Democrats, voting rights advocates and many African Americans were infuriated with what emerged.

“More than two dozen versions of maps that included a second majority-minority district were presented to the Legislature, and Republicans rejected all of them,” Nora Ahmed, the legal director of the American Civil Liberties Union of Louisiana, told VOA.

Republicans have defended the maps they ultimately selected, saying Louisiana’s African American population is spread out across rural parts of the state. If they had created a second majority-minority district, they said, it could have weakened the influence Black voters currently have at the ballot box.

During a special redistricting session last month, Republican state Senator Sharon Hewitt called the desire for a second majority-Black district “a great risk,” alleging it would reduce the percentage of minority voters in Louisiana’s only current majority-minority district from 61% to 53%.

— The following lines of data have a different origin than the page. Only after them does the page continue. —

PR #266, opened 2020-05-12
Fix positional/keyword arguments deprecation warnings for Ruby 2.7+

DougEdey:
After updating an app to Ruby 2.7, I figured I should contribute to Semian by getting rid of these Deprecation warnings.

You can see these in previous [CI Runs](https://travis-ci.org/github/Shopify/semian/jobs/669129103#L357-L366) for Semian

I avoided doing any autoformatting/linting on these files in order to ensure that I applied the minimal set of changes

In Ruby 3.0, there's a change for Positional & Keyword arguments, you can read all the background [here](https://www.ruby-lang.org/en/news/2019/12/12/separation-of-positional-and-keyword-arguments-in-ruby-3-0/) as it will do a much better job of explaining it than I will

~I went with the recommended solution of adding the `ruby2_keywords` gem [source](https://github.com/ruby/ruby2_keywords) and [rubygems](https://rubygems.org/gems/ruby2_keywords)~

After discussion with @casperisfine I decided to fix the warnings rather than work around them, there's some warning upstream in grpc still but that'll be an upstream PR by someone:

```
/usr/local/bundle/gems/grpc-1.28.0/src/ruby/lib/grpc/generic/service.rb:175: warning: Using the last argument as keyword parameters is deprecated; maybe ** should be added to the call
/workspace/lib/semian/grpc.rb:87: warning: The called method `client_streamer' is defined here
./usr/local/bundle/gems/grpc-1.28.0/src/ruby/lib/grpc/generic/service.rb:170: warning: Using the last argument as keyword parameters is deprecated; maybe ** should be added to the call
/workspace/lib/semian/grpc.rb:82: warning: The called method `request_response' is defined here
.../usr/local/bundle/gems/grpc-1.28.0/src/ruby/lib/grpc/generic/service.rb:180: warning: Using the last argument as keyword parameters is deprecated; maybe ** should be added to the call
/workspace/lib/semian/grpc.rb:92: warning: The called method `server_streamer' is defined here
..../usr/local/bundle/gems/grpc-1.28.0/src/ruby/lib/grpc/generic/service.rb:185: warning: Using the last argument as keyword parameters is deprecated; maybe ** should be added to the call
/workspace/lib/semian/grpc.rb:97: warning: The called method `bidi_streamer' is defined here
```

### DIFF
--- a/.devcontainer/Dockerfile
+++ b/.devcontainer/Dockerfile
@@ -1,4 +1,4 @@
-FROM ruby:2.6.3
+FROM ruby:2.7.1
 
 # Avoid warnings by switching to noninteractive
 ENV DEBIAN_FRONTEND=noninteractive
--- a/lib/semian/resource.rb
+++ b/lib/semian/resource.rb
@@ -4,8 +4,8 @@ module Semian
 
     class << Semian::Resource
       # Ensure that there can only be one resource of a given type
-      def instance(*args)
-        Semian.resources[args.first] ||= ProtectedResource.new(args.first, new(*args), nil)
+      def instance(name, **kwargs)
+        Semian.resources[name] ||= ProtectedResource.new(name, new(name, **kwargs), nil)
       end
     end
 
--- a/test/resource_test.rb
+++ b/test/resource_test.rb
@@ -117,7 +117,7 @@ class TestResource < Minitest::Test
 
   def test_register_with_neither_quota_nor_tickets_raises
     assert_raises ArgumentError do
-      create_resource :testing
+      Semian::Resource.new(:testing)
     end
   end
 
@@ -490,9 +490,9 @@ class TestResource < Minitest::Test
     assert_equal 0, timeouts
   end
 
-  def create_resource(*args)
+  def create_resource(name, **kwargs)
     @resources ||= []
-    resource = Semian::Resource.new(*args)
+    resource = Semian::Resource.new(name, **kwargs)
     @resources << resource
     resource
   end
--- a/CHANGELOG.md
+++ b/CHANGELOG.md
@@ -1,3 +1,7 @@
+# unrealeased
+
+* Fix: Positional/Keyword arguments deprecations warning for Ruby 2.7
+
 # v0.10.1
 
 * Fix: thread safety bug on Ruby 2.7. (#263)
--- a/lib/semian.rb
+++ b/lib/semian.rb
@@ -287,7 +287,7 @@ module Semian
     Resource.new(name, tickets: options[:tickets], quota: options[:quota], permissions: permissions, timeout: timeout)
   end
 
-  def require_keys!(required = [], **options)
+  def require_keys!(required, options)
     diff = required - options.keys
     unless diff.empty?
       raise ArgumentError, "Missing required arguments for Semian: #{diff}"
--- a/lib/semian/grpc.rb
+++ b/lib/semian/grpc.rb
@@ -79,22 +79,22 @@ module Semian
       raw_semian_options.nil?
     end
 
-    def request_response(*)
+    def request_response(*, **)
       return super if disabled?
       acquire_semian_resource(adapter: :grpc, scope: :request_response) { super }
     end
 
-    def client_streamer(*)
+    def client_streamer(*, **)
       return super if disabled?
       acquire_semian_resource(adapter: :grpc, scope: :client_streamer) { super }
     end
 
-    def server_streamer(*)
+    def server_streamer(*, **)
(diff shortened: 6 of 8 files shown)


casperisfine:
IMO it's the callers that should properly pass keyword arguments.

casperisfine:
e.g.

```
semian_1     | ../app/lib/semian.rb:251: warning: Using the last argument as keyword parameters is deprecated; maybe ** should be added to the call
semian_1     | /app/lib/semian.rb:290: warning: The called method `require_keys!' is defined here
```

Rather than mark `require_keys!` with `ruby2keywords`, the proper fix it to add `**`:

```ruby
    require_keys!([:success_threshold, :error_threshold, :error_timeout], **options)
```

casperisfine:
Actually that in specific case, it's a bit silly to take `**options` as it's only ever used as a hash. So changing the signature for `require_keys!(required, options)` would be just as good if not better.

DougEdey:
@casperisfine When I read the doc I interpreted it as `that won't work`, but I tried that approach and it works fine on Ruby 2.6, Updating PR

casperisfine:
Yeah, this whole change is a bit hard to understand at first. But when you get it it makes much more sense than the old behavior.

.devcontainer/Dockerfile
```diff
@@ -1,4 +1,4 @@
-FROM ruby:2.6.3
+FROM ruby:2.7.1
```
DougEdey, line 1: Local Dev was not running with the same Ruby version as CI, so I fixed that here

lib/semian/resource.rb
```diff
@@ -5,7 +5,7 @@ class Resource #:nodoc:
     class << Semian::Resource
       # Ensure that there can only be one resource of a given type
       def instance(*args)
-        Semian.resources[args.first] ||= ProtectedResource.new(args.first, new(*args), nil)
+        Semian.resources[args.first] ||= ProtectedResource.new(args.first, new(args.first, **args[1]), nil)
```
DougEdey, line 8: I'm unsure if there's a better way to deal with this

DougEdey:
@casperisfine Updated code, Description, and title

lib/semian/resource.rb
casperisfine: Oh, I missed that one as well. 

Same thing, `*args, **kwargs` is the way to go, unless I'm missing something.

DougEdey: Nope, i didn't know you could do that, switched both over

test/resource_test.rb
```diff
@@ -492,7 +492,7 @@ def test_multiple_register_with_fork
 
   def create_resource(*args)
     @resources ||= []
-    resource = Semian::Resource.new(*args)
+    resource = Semian::Resource.new(args.first, **args[1])
```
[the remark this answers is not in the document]
DougEdey: I didn't know you could do that :) Fixed

lib/semian/resource.rb
```diff
@@ -4,8 +4,8 @@ class Resource #:nodoc:
 
     class << Semian::Resource
       # Ensure that there can only be one resource of a given type
-      def instance(*args)
-        Semian.resources[args.first] ||= ProtectedResource.new(args.first, new(*args), nil)
+      def instance(*args, **kwargs)
+        Semian.resources[args.first] ||= ProtectedResource.new(args.first, new(args.first, **kwargs), nil)
```
casperisfine, line 8: There's still something that isn't quite right here.

You grab all positional arguments with `*args` but only pass the first one.

So `instance(1, 2, 3, foo: 42)` works, but `2, 3` are simply ignored.

If you know that instance only takes a single positional argument, then the proper signature is `(name, **kwargs)`

test/resource_test.rb
```diff
@@ -490,9 +490,9 @@ def test_multiple_register_with_fork
     assert_equal 0, timeouts
   end
 
-  def create_resource(*args)
+  def create_resource(*args, **kwargs)
     @resources ||= []
-    resource = Semian::Resource.new(*args)
+    resource = Semian::Resource.new(args.first, **kwargs)
```
casperisfine, line 495: same here. `*args` not `args.first`.

lib/semian/resource.rb
DougEdey: That's fair, this was just what the old code had, I'll fix it now

test/resource_test.rb
DougEdey: I prefer the `name, **kwargs` format here too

Some dispute Hewitt’s assertions.

“At the time of the Voting Rights Act of 1965, Black majority congressional districts had to consist of 80% to 90% Black voters,” Dillard University’s Collins explained. “That’s no longer the case. With modern voting patterns, if a district is between 48% to 50% Black, it gives a fair opportunity to elect an African American candidate because getting some crossover votes from white voters is now more possible.”

At a standoff

Last month, the Louisiana State Legislature concluded its special redistricting session by passing a set of maps that left opponents unhappy with the projected level of minority representation.

“They could have passed a map that, after decades, finally gave fair representation to African American voters,” Gilmore said. “But they didn’t, and we’ll have to pay the price while those who are represented in government get the benefits.”

But the battle isn’t over. Earlier this month, Edwards vetoed the map creating the state’s six seats in the U.S. House of Representatives on the ground that it did not include a second majority-minority district.

“This map is simply not fair to the people of Louisiana and does not meet the standards set forth in the federal Voting Rights Act,” Edwards said in a statement.

Similar maps creating voting districts to determine representatives to the state Legislature were not vetoed, however. Edwards said that even though he felt those maps were not sufficiently representative, he didn’t think the Legislature had the time to redraw them during a busy legislative session.

Advocacy groups have already filed lawsuits against the maps, saying they dilute the voting strength of minorities.

Hewitt disagreed.

“Nothing in the [Voting Rights Act] establishes a right to have members of a protected class elected in numbers equal to their proportion in the population,” she said during last month’s redistricting debate.

While Republicans attempt to get the votes to overturn Edwards’ veto, opponents hope the courts will intervene to ensure fairly drawn district maps ahead of midterm elections in November, when all seats in the U.S. House of Representatives will be decided.

Whether drawn by the Legislature or the court system, Gilmore says the consequences for minority voters will be substantial.

“Our ability to vote for officials who represent us hangs in how these maps are drawn. I hope they do the right thing here, because it will affect a whole lot of people.”